# Activity
Take every line from the data that has the word "counting" in it.

Saved data entries:
+ + + +

PR #9530, opened 2026-09-01
[FIX] charts: show value do not work for combo chart

hokolomopo:
## Description

The show value chartjs plugin didn't work for combo charts.
- The runtime had the `combo` type, which isn't a valid chartJs
chart type (but it still mostly worked somehow).
- We would check the type of the chart to decide whether to draw values
for bar or lines instead of the type of the dataset

Task: [6528059](https://www.odoo.com/odoo/2328/tasks/6528059)

## review checklist

- [ ] exportable in excel
- [ ] unit tested
- [ ] clean commented code
- [ ] track breaking changes


pro-odoo (commented):
robodoo r+

PR #9560, opened 2026-09-04
[PERF] evaluation: clip range to sheet

LucasLefevre:
Some users do stupid things like:

`INDEX($B$2:$ZZZ:$10000)`... repeated thousands of time.

The current data structure for the dependency graph is optimized for row-heavy spreadsheets, which are much more common compared to column-heavy spreadsheets. (`IntervalTree`)

However, if a formula references a range which has many many columns (e.g. A1:ZZZ10), the range is still added to the dependency graph.

With this commit, we clip the ranges added to the dependency graph to the actual sheet size, cutting extra-columns that we don't need to track.

| | Synthetic benchmark [1] | spreadsheet 4756563 | spreadsheet 4185418|
|--------|--------|--------|--------|
| Before | ~10s | cannot open | cannot open |
| After | ~80ms | ~5s | ~14s [2] | 

[1] =INDEX(Sheet1!$A$1:$ZZZ$202, 1, 1) repeated 5200 times
[2] ~14s for initial eval (then ~1 minute, but it's unrelated)

Ticket: [6483083](https://www.odoo.com/odoo/2328/tasks/6483083)

## review checklist

- [ ] exportable in excel
- [ ] unit tested
- [ ] clean commented code
- [ ] track breaking changes

### DIFF
--- a/src/model.ts
+++ b/src/model.ts
@@ -175,6 +175,8 @@ export class Model extends EventBus<any> implements CommandDispatcher {
     this.range = new RangeAdapterPlugin(this.coreGetters);
     this.coreGetters.getRangeString = this.range.getRangeString.bind(this.range);
     this.coreGetters.getRangeFromSheetXC = this.range.getRangeFromSheetXC.bind(this.range);
+    this.coreGetters.clipRangesToSheet = this.range.clipRangesToSheet.bind(this.range);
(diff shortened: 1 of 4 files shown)


pro-odoo:
robodoo r+

PR #9573, opened 2026-09-07
 [REF] spreadsheet: add `NotificationPlugin`

hokolomopo:
### [REF] spreadsheet: add `NotificationPlugin`

This commit replace the store `NotificationStore` with an owl plugin
`NotificationPlugin`.

This is the first store replaced by an owl plugin, thus requiring
many changes across the code base.

The action need to be able to access the owl plugins. They are
provided a special env, provided by the `OSComponent` that contain
a scoped method to get a plugin.

The tests changed quite a bit. We need to create an owl app instance,
even for the tests that only test the stores. It's done in `makeTestEnv`.
But it also means that we cannot create a test env before mounting a
component (we need the right scope for the plugins owl). All of the
component tested are now mounted inside a `TestParent` component,
which handles all the necessary setup.

Task: [6542121](https://www.odoo.com/odoo/2328/tasks/6542121)

## review checklist

- [ ] exportable in excel
- [ ] unit tested
- [ ] clean commented code
- [ ] track breaking changes


pro-odoo:
robodoo rebase-ff

pro-odoo:
robodoo r+

PR #9599, opened 2026-09-08
[FIX] sheetview: prevent blank grid when zoom value is empty

rmbh-odoo:
## Description:

Current behavior before PR:
- Clearing the zoom value sets the zoom level to NaN, causing
the grid to become completely blank.
- Typing a value outside `[50, 200]` and pressing Enter did nothing;
  the popover just closed with no feedback, which was confusing.
- Zoom bounds were `25-300`, inconsistent with the intended `50%-200%` range.

- Entering an empty value keeps the list open and ignores the change,
  instead of silently failing.
- Entering a numeric value clips it to `[50, 200]` and applies it (e.g., `2 -> 50%`, `300 -> 200%`).
- Zoom bounds are now 50-200, and values are rounded instead of floored,
  so `199.6` becomes `200` instead of `199`.

Task: [6515617](https://www.odoo.com/odoo/2328/tasks/6515617)

## review checklist

- [ ] exportable in excel
- [ ] unit tested
- [ ] clean commented code
- [ ] track breaking changes


tests/sheet/sheetview_plugin.test.ts
```diff
@@ -1784,3 +1752,18 @@ describe("Partially Scrolled Viewport", () => {
...
+  test("cannot set zoom outside of the [0.5, 2] range", () => {
+    model = new Model();
+    expect(setZoom(model, 0.4)).toBeCancelledBecause(CommandResult.InvalidZoomLevel);
+    expect(setZoom(model, 2.1)).toBeCancelledBecause(CommandResult.InvalidZoomLevel);
+  });
+
+  test("setting an empty/falsy zoom value is cancelled and keeps the current zoom level", () => {
+    model = new Model();
+    setZoom(model, 1.5);
+    expect(setZoom(model, 0)).toBeCancelledBecause(CommandResult.InvalidZoomLevel);
```
dhrp-odoo: This does not reproduce the regression: `0` was already rejected by the previous `cmd.zoom < 0.5` validation, so this test passes without the fix. 

Clearing the zoom input produces `NaN` through `parseFloat("")`. Could you test that flow?

src/components/top_bar/zoom_editor/zoom_editor.ts
```diff
@@ -22,11 +22,11 @@ export class ToolBarZoom extends Component<Props, SpreadsheetChildEnv> {
 
   get currentFontSize(): number {
```
rrahir: nitpick but it could be the occasion to correct this getter name ><
=> getZoomLevel

src/plugins/ui_stateful/sheetview.ts
```diff
@@ -98,7 +98,7 @@ export class SheetViewPlugin extends UIPlugin {
           () => this.viewports.checkPositiveDimension(cmd)
         )(cmd);
       case "SET_ZOOM":
-        if (cmd.zoom > 2 || cmd.zoom < 0.5) {
+        if (!cmd.zoom || cmd.zoom > 2 || cmd.zoom < 0.5) {
```
rrahir: the typing suggests that it cannot be undefined, I guess that the issue is we dispatched `{ zoom: NaN}`? 

maybe !isNaN(cmd.zoom)  would be more accurate ?

tests/__snapshots__/top_bar_component.test.ts.snap
```diff
@@ -197,8 +197,8 @@ exports[`TopBar component simple rendering 1`] = `
               >
                 <input
                   class="o-font-size o-number-input bg-transparent border-0"
-                  max="300"
-                  min="25"
+                  max="200"
```
rrahir, line 200: 🤦   I think it's worth setting variables for the lower/upper boundary so the component and plugins a synced

tests/components/number_editor.test.ts
```diff
@@ -0,0 +1,108 @@
...
+    getInput().focus();
+    await nextTick();
+    await click(document.body, '[data-size="200"]');
+    expect(onValueChange).toHaveBeenCalledWith(200);
+    expect(".o-text-options").toHaveCount(0);
+  });
+
+  test.each([
+    ["150", 150], // within range, unchanged
+    ["149.6", 150], // rounded to the nearest integer
```
rrahir: 👍

rrahir (changes requested):

src/components/number_editor/number_editor.ts
```diff
@@ -130,21 +143,29 @@ export class NumberEditor extends Component<Props, SpreadsheetChildEnv> {
...
+        // In the case of a ESCAPE key, we get the previous value back
+        target.value = `${this.props.currentValue}`;
+        this.closeList();
+        break;
+      default:
+        return;
     }
+    this.skipNextInputChange = true;
+    this.DOMFocusableElementStore.focus();
+    this.skipNextInputChange = false;
```
rmbh-odoo, line 169: Adding this flag to prevent `setValue` from being called a second time by `setValueFromInput`.

rrahir (commented):
Thanks a lot :)

robodoo rebase-ff r+

PR #9718, opened 2026-09-21
[PERF] pivot: index the spreadsheet pivot data entries

LucasLefevre:
Create a spreadsheet pivot from a range with many rows
and many distinct values you're gouping on such that
 the resulting pivot table has many cells.

Let's say you group values in a range by partner, with
lots of distinct partners.

|  | Before | After | Speedup |
|--------|--------|--------|--------|
| 10k rows, 2.4k partners | 2.2s | 1.2s | x1.8 |
| 50k rows, 7.7k partners | 64s | 1.4s | x45 |
| 100k rows, 10k partners | 334s | 1.8s | x185 | 

Every call to `getPivotCellValueAndFormat` and
 `getPivotHeaderValueAndFormat` filtered the whole list of data entries to
    find the ones matching the given domain, once per domain node. Those are
    called once per pivot cell, which means the cost of evaluating a pivot
    was `O(number of pivot cells x number of data entries)`.

The data entries are now indexed in a tree, built lazily.

Each entry is inserted once per couple (row prefix, column prefix) it
    belongs to, which is exactly the number of pivot cells it contributes to.

Note that the domain nodes are not necessarily ordered with the rows
    first (`getDomainOfParentRow` and `getDomainOfParentCol` build domains
    with the columns first). We first classify domain dimensions into
    rows/columns before descending the tree.

Idea to go further
------------------
Store the aggregates (min, max, sum, count, etc.) at each node
instead of all entries. It will allow to get the aggregate in O(1)
instead scanning all matching entries.

## review checklist

- [ ] exportable in excel
- [ ] unit tested
- [ ] clean commented code
- [ ] track breaking changes


pro-odoo:
robodoo r+
Thanks :)

PR #199, opened 2021-11-13
29.0.50; [PATCH] Support for outline default state in Diff buffers

dickmao:


dickmao:
Hi,

Attached is a patch that adds support for an outline default state in
Diff buffers.

One state makes only files and hunks headings visibles. Another one
outlines files with long hunks. A third value is proposed for users who
want to implement their own state.

My point is that, when I first review a changeset, I am trying to get an
overview of the changes; And files cumulating long hunks often don't
help for that matter.

Tell me if it's worth including in Emacs 29.





In GNU Emacs 29.0.50 (build 1, x86_64-pc-linux-gnu, GTK+ Version 3.24.24, cairo version 1.16.0)
 of 2021-11-13 built on carbon
Repository revision: f698c22bffd8cd5dd5c98a86f0e143c4e184b4dc
Repository branch: dev/mm

Configured using:
 'configure --with-native-compilation'

Configured features:
JSON LCMS2 LIBOTF LIBSELINUX LIBXML2 M17N_FLT MODULES NATIVE_COMP NOTIFY
X11 XDBE XIM XPM GTK3 ZLIB

Important settings:
  value of $LANG: fr_FR.UTF-8

Major mode: VC dir

Minor modes in effect:
  highlight-changes-visible-mode: t
  shell-dirtrack-mode: t
  minions-mode: t
  desktop-save-mode: t
  save-place-mode: t
  electric-pair-mode: t
  icomplete-mode: t
  global-so-long-mode: t
  global-auto-revert-mode: t
  auto-insert-mode: t
  text-scale-mode: t
  tooltip-mode: t
  global-eldoc-mode: t
  show-paren-mode: t
  electric-layout-mode: t
  electric-indent-mode: t
  mouse-wheel-mode: t
  tab-bar-mode: t
  file-name-shadow-mode: t
  global-font-lock-mode: t
  font-lock-mode: t
  blink-cursor-mode: t
  window-divider-mode: t
  auto-composition-mode: t
  auto-encryption-mode: t
  auto-compression-mode: t
  buffer-read-only: t
  line-number-mode: t
  indent-tabs-mode: t
  transient-mark-mode: t

Load-path shadows:
/home/matthias/.config/emacs/elpa/transient-20211029.1405/transient hides /usr/local/share/emacs/29.0.50/lisp/transient
/home/matthias/.config/emacs/elpa/dictionary-20201001.1727/dictionary hides /usr/local/share/emacs/29.0.50/lisp/net/dictionary

Features:
(shadow flow-fill nndoc gnus-dup url-cache crm debbugs-gnu debbugs
soap-client url-http url-auth url-gw rng-xsd xsd-regexp misearch
multi-isearch emacsbug sendmail mm-archive qp gnus-fun sort smiley
gnus-cite mail-extr gnus-async gnus-bcklg follow gnus-ml disp-table
novice gnus-topic nndraft nnmh nnfolder utf-7 reftex-dcr reftex
reftex-loaddefs reftex-vars tex-mode tramp-archive tramp-gvfs
tramp-cache zeroconf tramp tramp-loaddefs trampver tramp-integration
files-x tramp-compat ls-lisp epa-file gnutls network-stream nsm
gnus-agent gnus-srvr gnus-score score-mode nnvirtual gnus-msg gnus-cache
hl-line add-log smerge-mode diff flyspell ox-odt rng-loc rng-uri
rng-parse rng-match rng-dt rng-util rng-pttrn nxml-parse nxml-ns
nxml-enc xmltok nxml-util ox-latex ox-icalendar org-agenda ox-html table
ox-ascii ox-publish ox goto-addr org-element avl-tree generator ol-eww
eww xdg url-queue mm-url ol-rmail ol-mhe ol-irc ol-info ol-gnus nnselect
gnus-search eieio-opt speedbar ezimage dframe gnus-art mm-uu mml2015
mm-view mml-smime smime dig gnus-sum shr kinsoku svg dom ol-docview
doc-view image-mode exif ol-bibtex ol-bbdb ol-w3m ol-doi org-link-doi
mule-util jka-compr dired-aux bug-reference display-line-numbers
hilit-chg vc-dir whitespace vc-mtn vc-hg vc-bzr vc-src vc-sccs vc-svn
vc-cvs vc-rcs vc bash-completion shell eglot array jsonrpc ert ewoc
debug backtrace xref flymake-proc flymake compile pcase project imenu
avoid minions carbon-custom cus-edit cus-load gnus-demon nntp gnus-group
gnus-undo gnus-start gnus-dbus dbus xml gnus-cloud nnimap nnmail
mail-source utf7 netrc parse-time gnus-spec gnus-win nnoo gnus-int
gnus-range message yank-media rmc puny rfc822 mml mml-sec epa derived
epg rfc6068 epg-config mm-decode mm-bodies mm-encode mail-parse rfc2231
mailabbrev gmm-utils mailheader gnus nnheader gnus-util rmail
rmail-loaddefs rfc2047 rfc2045 ietf-drums mail-utils mm-util mail-prsvr
wid-edit gnus-dired dired-x dired dired-loaddefs org-capture org-refile
org-src ob-comint org-pcomplete pcomplete comint ansi-color ring
org-list org-faces org-entities org-version ob-emacs-lisp ob-core
ob-eval org-table oc-basic bibtex iso8601 time-date ol org-keys oc
org-compat org-macs org-loaddefs format-spec find-func cal-menu calendar
cal-loaddefs dictionary link connection advice markdown-mode
edit-indirect color thingatpt noutline outline skeleton find-file vc-git
diff-mode easy-mmode vc-dispatcher ispell desktop frameset server
bookmark text-property-search pp saveplace elec-pair icomplete so-long
autorevert filenotify autoinsert cc-mode cc-fonts cc-guess cc-menus
cc-cmds cc-styles cc-align cc-engine cc-vars cc-defs generic-x
face-remap proof-site proof-autoloads info package browse-url url
url-proxy url-privacy url-expand url-methods url-history url-cookie
url-domsuf url-util mailcap url-handlers url-parse auth-source eieio
eieio-core eieio-loaddefs password-cache json map url-vars comp
comp-cstr warnings rx cl-seq cl-macs cl-extra help-mode seq gv subr-x
byte-opt bytecomp byte-compile cconv cl-loaddefs cl-lib iso-transl
tooltip eldoc paren electric uniquify ediff-hook vc-hooks
cairo move-toolbar gtk x-toolkit x multi-tty make-network-process
native-compile emacs)

Memory information:
((conses 16 1000739 201421)
 (symbols 48 39721 27)
 (strings 32 228421 52284)
 (string-bytes 1 7452737)
 (vectors 16 85442)
 (vector-slots 8 1542974 101097)
 (floats 8 3167 1088)
 (intervals 56 22491 1885)
 (buffers 992 61))

-- 
Matthias

dickmao:
> Attached is a patch that adds support for an outline default state in
> Diff buffers.

Thanks.

> One state makes only files and hunks headings visibles. Another one
> outlines files with long hunks. A third value is proposed for users who
> want to implement their own state.
>
> My point is that, when I first review a changeset, I am trying to get an
> overview of the changes; And files cumulating long hunks often don't
> help for that matter.
>
> Tell me if it's worth including in Emacs 29.

I'm using outline-minor-mode in diff buffers all the time
with (add-hook 'diff-mode-hook 'outline-minor-mode)
and would like to understand how your patch improves this.

Could the above hook be replaced with customization of
diff-outline-default-state?

> +;; - Support outlining files by name (eg to skip automatically
> +;;   generated files like package-lock.json in Javascript projects).
>…
> +(defcustom diff-file-outline-threshold 50
> +  "Number of lines of hunks for a file to be outlined.

Often the files that need to be hidden contain just one very long line
without newlines such as in compiled assets, etc. and eventually make
Emacs unresponsive.  This is a big problem.  Would it be possible
in your patch to check the size of the hunk counting characters
instead of lines?

dickmao:

> (...) I'm using outline-minor-mode in diff buffers all the time with
> (add-hook 'diff-mode-hook 'outline-minor-mode) and would like to
> understand how your patch improves this.
>
> Could the above hook be replaced with customization of
> diff-outline-default-state?

It was supposed to. But I am also using outline-minor-mode in diff
buffers all the time with the same hook as you, and I must confess I've
not tested until you asked: `diff-outline-apply-default-state' is
supposed to automatically turn on `outline-minor-mode' but I forgot to
autoload the later resulting in "Symbol’s value as variable is void:
outline-minor-mode". I'll fix this.

>
>> +;; - Support outlining files by name (eg to skip automatically
>> +;;   generated files like package-lock.json in Javascript projects).
>>…
>> +(defcustom diff-file-outline-threshold 50
>> +  "Number of lines of hunks for a file to be outlined.
>
> Often the files that need to be hidden contain just one very long line
> without newlines such as in compiled assets, etc. and eventually make
> Emacs unresponsive.  This is a big problem.  Would it be possible
> in your patch to check the size of the hunk counting characters
> instead of lines?

Good point. I guess counting characters can be achieved by:
  (- (overlay-end overlay) (overlay-start overlay))
thus it looks feasible.

Wouldn't it better to add a new choice "Outline hunks with long lines"
and allow multiple choices in `diff-outline-default-state'
customization?

It would allow to implement one more usefull choice (from my pov),
"Outline files by name" to hide automatically generated files (like
package-lock.json in Javascript projects using NPM)...

Does it looks reasonnable to you?
-- 
Matthias

dickmao:
>>> +;; - Support outlining files by name (eg to skip automatically
>>> +;;   generated files like package-lock.json in Javascript projects).
>>>…
>>> +(defcustom diff-file-outline-threshold 50
>>> +  "Number of lines of hunks for a file to be outlined.
>>
>> Often the files that need to be hidden contain just one very long line
>> without newlines such as in compiled assets, etc. and eventually make
>> Emacs unresponsive.  This is a big problem.  Would it be possible
>> in your patch to check the size of the hunk counting characters
>> instead of lines?
>
> Good point. I guess counting characters can be achieved by:
>   (- (overlay-end overlay) (overlay-start overlay))
> thus it looks feasible.

It seems this should work.

> Wouldn't it better to add a new choice "Outline hunks with long lines"
> and allow multiple choices in `diff-outline-default-state'
> customization?

Many customizable variables that check the size such as
large-file-warning-threshold etc. count bytes/characters.
But if you think that someone might want to restrict
only the number of lines whereas wanting to see long lines,
then a new option could be added too.

> It would allow to implement one more usefull choice (from my pov),
> "Outline files by name" to hide automatically generated files (like
> package-lock.json in Javascript projects using NPM)...
>
> Does it looks reasonnable to you?

An option to hide by file names (I assume a regexp?) looks useful too.

This is how I configured the xref output buffer to
initially hide only ChangeLog and test files:

#+begin_src emacs-lisp
(add-hook 'xref-after-update-hook
          (lambda ()
            (setq-local outline-regexp (if (eq xref-file-name-display 'abs)
                                           "/" "[^ 0-9]"))
            (outline-minor-mode +1)
            (save-excursion
              (goto-char (point-min))
              (while (and (re-search-forward "ChangeLog\\|test/manual/etags" nil t)
                          (get-text-property (point) 'xref-group))
                (outline-cycle)))))
#+end_src

Something like this could be customizable in diff-mode.

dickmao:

+ + + +

# Expected answer
in your patch to check the size of the hunk counting characters
> in your patch to check the size of the hunk counting characters
Good point. I guess counting characters can be achieved by:
>> in your patch to check the size of the hunk counting characters
> Good point. I guess counting characters can be achieved by:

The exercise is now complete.